Each line containing the string "TotalDelta" should be copied out of the entries.

» **Collection entries**:
Start of Block
PR #92, opened 2020-05-27
Updating FPS metric to match GDK

improbable-danny:
Updating the FPS metric to use a 2 minute window similar to the GDK metric

### DIFF
--- a/Game/Source/GDKTestGyms/GDKTestGymsGameInstance.cpp
+++ b/Game/Source/GDKTestGyms/GDKTestGymsGameInstance.cpp
@@ -10,6 +10,7 @@ void UGDKTestGymsGameInstance::Init()
 
 	TickDelegate = FTickerDelegate::CreateUObject(this, &UGDKTestGymsGameInstance::Tick);
 	TickDelegateHandle = FTicker::GetCoreTicker().AddTicker(TickDelegate);
+	TickWindowTotal = 0;
 }
 
 void UGDKTestGymsGameInstance::OnStart()
@@ -23,26 +24,34 @@ void UGDKTestGymsGameInstance::OnStart()
 
 float UGDKTestGymsGameInstance::AddAndCalcFps(int64 NowReal, float DeltaS)
 {
-	TicksForFPS.Push(TPair<int64, float>(NowReal, DeltaS)); 
-	float TotalDelta = 0.0f;
-	int NumSamples = 0;
+	int64 DeltaTicks = FTimespan::FromSeconds(DeltaS).GetTicks();
+	TicksForFPS.Push(TPair<int64, int64>(NowReal, DeltaTicks)); 
+	TickWindowTotal += DeltaTicks;
+
 	int64 MinRange = NowReal - FTimespan::FromMinutes(2.0).GetTicks();
-	for (int i = TicksForFPS.Num()-1; i >= 0; i--)
+	
+	// Trim samples
+	for(int i = 0; i < TicksForFPS.Num(); i++)
 	{
 		const FPSTimePoint& TimePoint = TicksForFPS[i];
-		if (TimePoint.Key < MinRange)
+		if (TimePoint.Key > MinRange) // Find the first valid sample
 		{
-			TicksForFPS.RemoveAt(i);
-		}
-		else
-		{
-			TotalDelta += TimePoint.Value;
-			NumSamples++;
+			int NumToRemove = i;
+			if (NumToRemove > 0)
+			{
+				for (int j = 0; j < NumToRemove; j++)
+				{
+					TickWindowTotal -= TicksForFPS[j].Value;
+				}
+				memmove(&TicksForFPS[0], &TicksForFPS[NumToRemove], (TicksForFPS.Num()-NumToRemove) * sizeof(FPSTimePoint));
+				TicksForFPS.SetNum(TicksForFPS.Num() - NumToRemove);
+			}
+			break;
 		}
 	}
-	if (NumSamples > 0)
+	if (TicksForFPS.Num() > 0)
 	{
-		return static_cast<float>(NumSamples) / TotalDelta; // 1.0f / Total / Samples 
+		return static_cast<float>(TicksForFPS.Num()) / FTimespan(TickWindowTotal).GetTotalSeconds(); // 1.0f / Total / Samples 
 	}
 	return 60.0f; // If there are no samples return the ideal
 }
--- a/Game/Source/GDKTestGyms/GDKTestGymsGameInstance.cpp
+++ b/Game/Source/GDKTestGyms/GDKTestGymsGameInstance.cpp
@@ -37,7 +37,7 @@ float UGDKTestGymsGameInstance::AddAndCalcFps(int64 NowReal, float DeltaS)
 		const FPSTimePoint& TimePoint = TicksForFPS[i];
 		if (TimePoint.Key > MinRange) // Find the first valid sample
 		{
-			int NumToRemove = i;
+			NumToRemove = i;
 			break;
 		}
 	}
--- a/Game/Source/GDKTestGyms/GDKTestGymsGameInstance.cpp
+++ b/Game/Source/GDKTestGyms/GDKTestGymsGameInstance.cpp
@@ -43,9 +43,9 @@ float UGDKTestGymsGameInstance::AddAndCalcFps(int64 NowReal, float DeltaS)
 	}
 	if (NumToRemove > 0)
 	{
-		for (int j = 0; j < NumToRemove; j++)
+		for (int i = 0; i < NumToRemove; i++)
 		{
-			TickWindowTotal -= TicksForFPS[j].Value;
+			TickWindowTotal -= TicksForFPS[i].Value;
 		}
 		memmove(&TicksForFPS[0], &TicksForFPS[NumToRemove], (TicksForFPS.Num() - NumToRemove) * sizeof(FPSTimePoint));
 		TicksForFPS.SetNum(TicksForFPS.Num() - NumToRemove);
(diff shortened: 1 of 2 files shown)


Game/Source/GDKTestGyms/GDKTestGymsGameInstance.cpp
```diff
@@ -21,19 +21,42 @@ void UGDKTestGymsGameInstance::OnStart()
...
+	TicksForFPS.Push(TPair<int64, float>(NowReal, DeltaS)); 
+	float TotalDelta = 0.0f;
+	int NumSamples = 0;
+	int64 MinRange = NowReal - FTimespan::FromMinutes(2.0).GetTicks();
+	for (int i = TicksForFPS.Num()-1; i >= 0; i--)
+	{
+		const FPSTimePoint& TimePoint = TicksForFPS[i];
+		if (TimePoint.Key < MinRange)
+		{
+			TicksForFPS.RemoveAt(i);
```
End of Block
» **Response below**:
-	float TotalDelta = 0.0f;
-			TotalDelta += TimePoint.Value;
-		return static_cast<float>(NumSamples) / TotalDelta; // 1.0f / Total / Samples 
+	float TotalDelta = 0.0f;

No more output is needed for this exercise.